To explore the performance of the model under various dataset sizes, we merged the two datasets “Electronic” and “Book” into an overall dataset. The number of records randomly extracted from the overall dataset was 20,000, 40,000, 60,000, 80,000, and 100,000. The performance of each model is analyzed under these five datasets. The performance of the models is shown in
Figure 7,
Figure 8 and
Figure 9.
As can be seen from
Figure 7 to
Figure 9, the changes in MENN, DNN and MLP_NLP are small as the dataset size increasing, and the advantage of these models are smaller prediction errors and better performance. The evaluation metrics of Autoencoder fluctuate slightly with dataset size. As the dataset increases, the Autoencoder’s prediction error increases. When the dataset continues to increase, the Autoencoder’s prediction error begins to decrease. Similarly, the evaluation metric values of the TECF model and the FM model with the least satisfactory performance also appear to vary as increasing dataset size. The fluctuation range of the prediction error of the DeepFM model is larger than that of other models. It is plausible that the fluctuation of DeepFM model is not only affected by the DNN model, but also by the FM model. Given the dual impact of the fluctuations of the FM and the DNN, the fluctuation range of the DeepFM is slightly higher than other models. In addition, looking at the trend in
Figure 7,
Figure 8 and
Figure 9, the error values of the Autoencoder, MLP_NLP, DNN, and MENN models that are based on DNN are relatively close. The evaluation metric values of these models are much smaller than TECF, FM, and DeepFM. This phenomenon occurs because TECF and FM are not based on a DNN model, and DeepFM uses a DNN architecture, offering better performance.
Figure 10 and
Figure 11 are visualizations of embedding text comment data on the two datasets “Electronic” and “Book”, respectively. These three-dimensional visualizations were generated using the t-SNE dimensionality reduction method. After summarizing these text comment data into concise abstract text, the abstract text is converted into feature vectors that can be embedded in the model. In practice, these feature vectors are multi-dimensional vectors. To facilitate visual display, these text embedding vectors are reduced to 3-D vectors. Each dot in the figure represents a 3-D vector, and this 3-D vector represents a user’s comment record on the corresponding product, portraying it an example of user comment text vector embedding. As shown in
Figure 10 and
Figure 11, the visual images of many users’ comments text are clustered together and very similar, which means that the comment text they represent has similar meanings. In general, the user preferences reflected by the user’s textual comments are consistent with the trend of the user’s rating on the items. Users with a rating of 5 have a different comment tendency compared to those with a rating of 1. This suggests that spatial distance influences the user-generated text embedding vectors with different comment tendencies. Users with similar preferences may have a similar comment tendency on the product, resulting in the text embedding vectors generated being relatively similar in spatial distance and thus clustered.
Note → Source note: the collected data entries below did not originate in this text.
PR #5548, opened 2026-03-27
Fix plotly#5381: wrong x/y positions in Sankey with isolated nodes

FredericoMendes10:
### Link to issue

Closes plotly/plotly.js#7758 

### Description of change
In Sankey diagrams with `arrangement='fixed'`, Plotly.js builds an internal
node array excluding isolated nodes. The fixed-arrangement loop maps position
array indices directly to this internal array assuming a 1:1 correspondence.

When a user’s rating for an item is less than 3, the user’s preference on the item is low. In
Figure 10 and
Figure 11, blue dots are used to indicate the embedding of these users’ text comments. In the legend, “class 1” is used to represent such data. Conversely, when the user’s rating for an item is greater than 3, the user prefers the corresponding item. The red dots indicate the embedding of these users’ text comments. In the legend, “class 2” is used to represent such data. Clearly, most text embedding vectors with similar degrees of preference are clustered, indicating that the tendency of related text comments is relatively close. The embedding vector formed by text comments can help DNN models better mine user preferences.